Я смотрю на него, мы сидим в гостиной. Он сидит, вытянув и скрестив ноги, ступни подрагивают. Туфли я бы ему купила на три размера меньше. Вместо сорок пятого сорок второй. Нет такой служащей морга, которая, получив пакет «бруномальи», через час позвонила бы вдове и сказала: простите, примите мои соболезнования, извините, что побеспокоила, но вашему покойному мужу туфли малы. Нет такой служащей морга! Сегодня в Хорватии люди мрут как мухи, последствие войны и стрессов, трупы приходиться одевать, как на конвейере. Работницы моргов понимают, что мы живем в трудные времена, что вдова была в шоке, а друг дома в Триесте ошибся размером. Откуда им знать, что я сама, лично, в Триесте, выбирала туфли для трупа своего мужа. Так не делается. Если бы так делалось, то очень многие покойные мужчины носили бы туфли на три размера меньше. Просто служащая морга сказала бы рабочим, которые кладут труп в гроб: парни, ничего не поделаешь, ломайте ему пальцы! Вот так!
Он опять закуривает сигарету, перед моими глазами на балконе фиолетовый цикламен в зеленом горшке. Церковь. Слышны колокола. Динь, дон, динь, дон, дон, динь, дон, печально звонят колокола. Я в церковь не хожу, даже не представляю себе, как выглядит церковь внутри, когда кто-то умер, да какая, собственно, разница? Муж затягивается сигаретой и не знает, что это по нему звонит колокол. Вот я в церкви. Крупными гроздьями свисают белые цветы. Нет, не так, это же не венчание. Белое — это символ невинности, а здесь речь идет о смерти. Темно-фиолетовые цветы огромными гроздьями свисают с высоких стен. Глициния спускается до самых деревянных скамеек… Нет, не то! Глициния — это дерево, нельзя же выкопать столетнюю глицинию для оформления одних похорон. А я выкопаю! Итак, глициния свисает, как ветки толстой, печальной, фиолетовой ивы. Грустная-прегрустная девушка в тонком белом платье, очень худая, играет на органе Бетховена. Я люблю Бетховена и Франца Блашковича. Нет, на похоронах нельзя играть «Mens sana» Блашковича, «mens sana in malvazia istriana». У Бетховена в какой-то его симфонии мне чудилась мелодия песенки «Зайчик и ручеек».

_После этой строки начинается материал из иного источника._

PR #4653, opened 2026-02-13
refactor: Remove unnecessary parameter in `PoolAcqTimeoutObs` and lazy initialization of stateLogDebouncePoolTimeout

mkleczek:
Small clean-up of PoolAcqTimeoutObs handling in two commits:

1. PoolAcqTimeoutObs is always created with SQL.AcquisitionTimeoutUsageError so the parameter does not provide any useful information. On the other hand, it complicates debouncing logic in Logger as logWithDebounce has to lazily create the debouncer (which is error prone and hence the logic has a race condition).
2. stateLogDebouncePoolTimeout is an MVar initialized on the first logging of PoolAcqTimeoutObs. The code in logWithDebounce has race condition that could lead to creation of multiple debouncers. This change simplifies logic by getting rid of lazy initialization of debouncer.

### DIFF
--- a/src/PostgREST/Logger.hs
+++ b/src/PostgREST/Logger.hs
@@ -1,4 +1,5 @@
 {-# LANGUAGE RecordWildCards #-}
+{-# LANGUAGE RecursiveDo     #-}
 {-|
 Module      : PostgREST.Logger
 Description : Logging based on the Observation.hs module. Access logs get sent to stdout and server diagnostic get sent to stderr.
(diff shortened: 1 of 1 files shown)


src/PostgREST/Observation.hs
```diff
@@ -140,8 +140,8 @@ observationMessage = \case
      "Config reloaded"
   PoolInit poolSize ->
      "Connection Pool initialized with a maximum size of " <> show poolSize <> " connections"
-  PoolAcqTimeoutObs usageErr ->
-    jsonMessage usageErr
+  PoolAcqTimeoutObs ->
+     "Timed out acquiring connection from connection pool."
```
steve-chavez: Looks like this is a duplicate of:

https://github.com/PostgREST/postgrest/blob/c5d495006a0a9118273ec810e21f428fd0d22f5b/src/PostgREST/Error.hs#L532

mkleczek: Good catch, thx!

Fixed.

Однажды зимней ночью ручей совсем застыл, он льдом покрылся прочным, и снег его укрыл. Пришел напиться зайчик, глядь, нету ручейка, наш зайчик горько плачет, стесняет грудь тоска, траляляля…
Я сижу на первой скамье. Вся в мрачном-премрачном трауре. Шляпа, черные очки, черные туфли и черное белье. Чтобы пизда не выбивалась из общей гаммы. А орган звучит грустно, наш зайчик горько плачет, стесняет грудь тоска…
Я с тобой разговариваю, отвечай. Я выныриваю из воображаемого сюжета, возвращаюсь в гостиную, смотрю на него, по-быстрому скидываю траур. Что он сказал, что сказал? Разминает, слюнит. В пепельнице лежат три раздавленные сигареты. Голова болит, мне трудно следить за твоими словами, голова просто раскалывается, у меня так всегда в первый день, завтра, когда менструация наберет обороты, мне станет гораздо легче, перед этим я всегда в страшном напряжении, в первый день мне нужна всего одна прокладка, сегодня у меня на прокладке только несколько капель, голова раскалывается, завтра лягу и буду лежать весь день, не пойду на работу, один день без меня перебьются, мне будет лучше, на второй день голова у меня никогда не болит, придется потратить штук десять прокладок, третий день — это просто супер. Меня тревожит, что менструации у меня становятся все более продолжительными и все более частыми, придется пойти к гинекологу, может, это какое-то гормональное нарушение, а может, начало климакса, Опра сказала, что климакс начинается, то есть может начаться, даже в тридцать пять, я… Хватит пиздеть! Он разозлился. Ненавидит, когда я говорю о менструации, ему отвратительны эти выделения, я обычно стараюсь об этом не говорить. Точнее, старалась. Сегодня я приняла решение — не буду больше следить за тем, что говорю, буду говорить свободно, не буду его больше бояться. Чувствую я себя прекрасно, именно прекрасно, затылок больше не леденеет, нигде не чешется, не отковыриваю болячки с головы, кровь циркулирует нормально. Смотрю на него. Кто он такой? Он просто мужчина, который сидит и курит, потом он поднимется и уйдет, ему нужно немного времени, еще чуть-чуть, еще чуть-чуть.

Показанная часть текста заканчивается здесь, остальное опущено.